"""

PR #7754, opened 2024-08-13
Config option for node registration token

UgnineSirdis:
### Changelog entry 

Config option for dynamic node registration token.
Like config option `StaffApiUserToken` for CMS request.

### Changelog category 

* New feature

### Additional information

...


ydb/core/protos/auth.proto
```diff
@@ -55,6 +55,7 @@ message TAuthConfig {
     optional string AccessServiceType = 79 [default = "Yandex_v2"]; // For now the following values are supported: "Yandex_v2", "Nebius_v1"
     optional string CertificateAuthenticationDomain = 80 [default = "cert"];
     optional bool EnableLoginAuthentication = 81 [default = true];
+    optional string NodeRegistrationToken = 82 [default = "root@builtin", (Ydb.sensitive) = true];
```
ijon, line 58: I would have made a comment about how it is better to not shove default values into the protobuf specs (for a number of reason), but... having seen the entire message spec I think its late.

ijon (approved):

"""

Return each line of the data above that includes the word "default".

     optional string AccessServiceType = 79 [default = "Yandex_v2"]; // For now the following values are supported: "Yandex_v2", "Nebius_v1"
     optional string CertificateAuthenticationDomain = 80 [default = "cert"];
     optional bool EnableLoginAuthentication = 81 [default = true];
+    optional string NodeRegistrationToken = 82 [default = "root@builtin", (Ydb.sensitive) = true];
ijon, line 58: I would have made a comment about how it is better to not shove default values into the protobuf specs (for a number of reason), but... having seen the entire message spec I think its late.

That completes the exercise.